Each entry, as given, must be output unchanged.

:: Information shown ::
┌──
PR #240, opened 2022-11-16
Fix ID generation

romaricpascal:
Temporary fix waiting for a more long term solution to this issue to be implemented in the tech-docs-gem repository: https://github.com/alphagov/tech-docs-gem/issues/310

The broken computation of IDs seems to be due to the the ID generator being reset a bit too loosely. This PR ensures it get reset for the rendering of each page, which makes sure it only considers the IDs on the page itself.

For that it hooks onto [the `preprocess` step of Redcarpet's Markdown rendering](https://github.com/vmg/redcarpet#prepost-process) to reset the ID generator.

The `TechDocsHTMLRenderer` is used in two different places, though (for the [general rendering](https://github.com/alphagov/tech-docs-gem/blob/d3a1545158c5f9c78caafcbbbd7ddd097fdeedcb/lib/govuk_tech_docs.rb#L44) and the [Sass API ref](https://github.com/alphagov/tech-docs-gem/blob/d3a1545158c5f9c78caafcbbbd7ddd097fdeedcb/lib/govuk_tech_docs/api_reference/api_reference_renderer.rb#L142)). This means we cannot extend it and replace with our own renderer.

Instead this PR uses Ruby's ability to add methods to existing classes. To make sure this is done cleanly, [the `preprocess` method is defined in a separate module and then `include`d in the class separately](https://www.justinweiss.com/articles/3-ways-to-monkey-patch-without-making-a-mess/). This:
- gives us a clear hint in stacktraces that its our method that had an issue if that ever happens (rather than pointing to the class where you wouldn't find the method)
- allows us to call `super` if `TechDocsHTMLRenderer` starts implementing a `preprocess` itself (though hopefully it'll be to land the fix, so that'll mean we can get rid of this patch)


colinrotherham:
Nice fix @romaricpascal, is it something we can open as a PR on https://github.com/alphagov/tech-docs-gem?

romaricpascal:
> Nice fix @romaricpascal, is it something we can open as a PR on [alphagov/tech-docs-gem](https://github.com/alphagov/tech-docs-gem)?

I think on the `tech-docs-gem` repo, I'd like to do things a bit more cleanly and stop the ID generator from being a singleton and properly tie it to the markdown rendering. At the moment, it only needs to be a singleton because it is reset and used in a different place.

colinrotherham (approved):
Happy to approve this as a temporary fix (otherwise it'll bite us again)

Some questions, but not blockers:

1. **Shall we wait until it's fixed upstream?**
[alphagov/tech-docs-gem](https://github.com/alphagov/tech-docs-gem)?

2. **What is the patch commit going to solve?**
The commit message doesn't say 😊 

For 1) I'm not sure how long (or complex) an upstream fix is. I'd wait if it's only a quick one, otherwise it's complex and has breaking changes for other teams maybe not

romaricpascal:
Updated the commit message for the patch to quickly describe why and point to the issue in the tech docs repo.

Regarding the first question, this PR is there to have things fixed in our docs waiting for upstream to be fixed, so it wouldn't make sense to wait for it to be fixed before merging 😄

PR #242, opened 2022-11-29
Bump dependencies

domoscargin:
Bumps our npm packages, and our Ruby gems (via `bundle update`).

I've also made our ruby version explicit (there were some failures from Netlify running 2.6.2). I've set it to 2.7.2 to match `tech-doc-gems`, though it's worth mentioning that [2.7 reaches EOL in March](https://endoflife.date/ruby).


romaricpascal:
I'd even be keen to set the ruby version to 3.1 while we're at it, to be ahead rather than at the trail of Ruby version changes. It did work OK locally with 3.1.2 for me, but I think the latest is 3.1.3 (I don't expect much change, though).

domoscargin:
Yeah, think I'll close this one and let Dependabot handle it bit by bit.

PR #252, opened 2022-12-01
Bump npm dependencies

domoscargin:
Attempting to cool Dependabot down a bit on this repo by bumping the npm packages (I'm less familiar with ruby, but might have a look if I find time).

Only major change is `standard`, and our linting checks still pass, so all good.

### DIFF
--- a/package-lock.json
+++ b/package-lock.json
@@ -10,10 +10,10 @@
       "hasInstallScript": true,
       "devDependencies": {
         "govuk-frontend": "^4.4.0",
-        "hyperlink": "^5.0.3",
+        "hyperlink": "^5.0.4",
         "sassdoc": "^2.7.4",
-        "standard": "^16.0.4",
-        "tap-spot": "^1.1.1"
+        "standard": "^17.0.0",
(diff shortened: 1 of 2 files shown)


colinrotherham (approved):
Thanks @domoscargin 🎉 

Only bonus suggestion would be to add an ESLint config (now that Standard uses it) so code editors and IDEs can automatically pick up linting in the UI with the right plugins

* https://github.com/alphagov/govuk-frontend/pull/2849/commits/c84641f74496cf0995b55d712ae8153b70ecf504

Not a blocker

domoscargin:
> Thanks @domoscargin 🎉
> 
> Only bonus suggestion would be to add an ESLint config (now that Standard uses it) so code editors and IDEs can automatically pick up linting in the UI with the right plugins
> 
> * [alphagov/govuk-frontend@c84641f](https://github.com/alphagov/govuk-frontend/commit/c84641f74496cf0995b55d712ae8153b70ecf504)
> 
> Not a blocker

Yeah, this is my next move when I get a chance - it would unlock

PR #271, opened 2022-12-16
Load our govuk-frontend package before the tech_docs_gem

romaricpascal:
This makes Sprockets point to whichever version we defined in this repository rather that the one set in its own dependencies and [loaded there](https://github.com/alphagov/tech-docs-gem/blob/d3a1545158c5f9c78caafcbbbd7ddd097fdeedcb/lib/govuk_tech_docs.rb\#L35).

This ensure we're using styles and scripts from the version we set and saves us waiting for the tech_docs_gem to have updated.

### DIFF
--- a/config.rb
+++ b/config.rb
@@ -10,6 +10,11 @@ config[:build_dir] = "deploy/public"
 
 GovukTechDocs.configure(self)
 
+# Load our own version of GOV.UK Frontend before the one registered by the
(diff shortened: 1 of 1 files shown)


domoscargin (approved):
Looks sensible to me!

colinrotherham (approved):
└──
:: Your response ::
PR #240, opened 2022-11-16
Fix ID generation

romaricpascal:
Temporary fix waiting for a more long term solution to this issue to be implemented in the tech-docs-gem repository: https://github.com/alphagov/tech-docs-gem/issues/310

The broken computation of IDs seems to be due to the the ID generator being reset a bit too loosely. This PR ensures it get reset for the rendering of each page, which makes sure it only considers the IDs on the page itself.

For that it hooks onto [the `preprocess` step of Redcarpet's Markdown rendering](https://github.com/vmg/redcarpet#prepost-process) to reset the ID generator.

The `TechDocsHTMLRenderer` is used in two different places, though (for the [general rendering](https://github.com/alphagov/tech-docs-gem/blob/d3a1545158c5f9c78caafcbbbd7ddd097fdeedcb/lib/govuk_tech_docs.rb#L44) and the [Sass API ref](https://github.com/alphagov/tech-docs-gem/blob/d3a1545158c5f9c78caafcbbbd7ddd097fdeedcb/lib/govuk_tech_docs/api_reference/api_reference_renderer.rb#L142)). This means we cannot extend it and replace with our own renderer.

Instead this PR uses Ruby's ability to add methods to existing classes. To make sure this is done cleanly, [the `preprocess` method is defined in a separate module and then `include`d in the class separately](https://www.justinweiss.com/articles/3-ways-to-monkey-patch-without-making-a-mess/). This:
- gives us a clear hint in stacktraces that its our method that had an issue if that ever happens (rather than pointing to the class where you wouldn't find the method)
- allows us to call `super` if `TechDocsHTMLRenderer` starts implementing a `preprocess` itself (though hopefully it'll be to land the fix, so that'll mean we can get rid of this patch)


colinrotherham:
Nice fix @romaricpascal, is it something we can open as a PR on https://github.com/alphagov/tech-docs-gem?

romaricpascal:
> Nice fix @romaricpascal, is it something we can open as a PR on [alphagov/tech-docs-gem](https://github.com/alphagov/tech-docs-gem)?

I think on the `tech-docs-gem` repo, I'd like to do things a bit more cleanly and stop the ID generator from being a singleton and properly tie it to the markdown rendering. At the moment, it only needs to be a singleton because it is reset and used in a different place.

colinrotherham (approved):
Happy to approve this as a temporary fix (otherwise it'll bite us again)

Some questions, but not blockers:

1. **Shall we wait until it's fixed upstream?**
[alphagov/tech-docs-gem](https://github.com/alphagov/tech-docs-gem)?

2. **What is the patch commit going to solve?**
The commit message doesn't say 😊 

For 1) I'm not sure how long (or complex) an upstream fix is. I'd wait if it's only a quick one, otherwise it's complex and has breaking changes for other teams maybe not

romaricpascal:
Updated the commit message for the patch to quickly describe why and point to the issue in the tech docs repo.

Regarding the first question, this PR is there to have things fixed in our docs waiting for upstream to be fixed, so it wouldn't make sense to wait for it to be fixed before merging 😄

PR #242, opened 2022-11-29
Bump dependencies

domoscargin:
Bumps our npm packages, and our Ruby gems (via `bundle update`).

I've also made our ruby version explicit (there were some failures from Netlify running 2.6.2). I've set it to 2.7.2 to match `tech-doc-gems`, though it's worth mentioning that [2.7 reaches EOL in March](https://endoflife.date/ruby).


romaricpascal:
I'd even be keen to set the ruby version to 3.1 while we're at it, to be ahead rather than at the trail of Ruby version changes. It did work OK locally with 3.1.2 for me, but I think the latest is 3.1.3 (I don't expect much change, though).

domoscargin:
Yeah, think I'll close this one and let Dependabot handle it bit by bit.

PR #252, opened 2022-12-01
Bump npm dependencies

domoscargin:
Attempting to cool Dependabot down a bit on this repo by bumping the npm packages (I'm less familiar with ruby, but might have a look if I find time).

Only major change is `standard`, and our linting checks still pass, so all good.

### DIFF
--- a/package-lock.json
+++ b/package-lock.json
@@ -10,10 +10,10 @@
       "hasInstallScript": true,
       "devDependencies": {
         "govuk-frontend": "^4.4.0",
-        "hyperlink": "^5.0.3",
+        "hyperlink": "^5.0.4",
         "sassdoc": "^2.7.4",
-        "standard": "^16.0.4",
-        "tap-spot": "^1.1.1"
+        "standard": "^17.0.0",
(diff shortened: 1 of 2 files shown)


colinrotherham (approved):
Thanks @domoscargin 🎉 

Only bonus suggestion would be to add an ESLint config (now that Standard uses it) so code editors and IDEs can automatically pick up linting in the UI with the right plugins

* https://github.com/alphagov/govuk-frontend/pull/2849/commits/c84641f74496cf0995b55d712ae8153b70ecf504

Not a blocker

domoscargin:
> Thanks @domoscargin 🎉
> 
> Only bonus suggestion would be to add an ESLint config (now that Standard uses it) so code editors and IDEs can automatically pick up linting in the UI with the right plugins
> 
> * [alphagov/govuk-frontend@c84641f](https://github.com/alphagov/govuk-frontend/commit/c84641f74496cf0995b55d712ae8153b70ecf504)
> 
> Not a blocker

Yeah, this is my next move when I get a chance - it would unlock

PR #271, opened 2022-12-16
Load our govuk-frontend package before the tech_docs_gem

romaricpascal:
This makes Sprockets point to whichever version we defined in this repository rather that the one set in its own dependencies and [loaded there](https://github.com/alphagov/tech-docs-gem/blob/d3a1545158c5f9c78caafcbbbd7ddd097fdeedcb/lib/govuk_tech_docs.rb\#L35).

This ensure we're using styles and scripts from the version we set and saves us waiting for the tech_docs_gem to have updated.

### DIFF
--- a/config.rb
+++ b/config.rb
@@ -10,6 +10,11 @@ config[:build_dir] = "deploy/public"
 
 GovukTechDocs.configure(self)
 
+# Load our own version of GOV.UK Frontend before the one registered by the
(diff shortened: 1 of 1 files shown)


domoscargin (approved):
Looks sensible to me!

colinrotherham (approved):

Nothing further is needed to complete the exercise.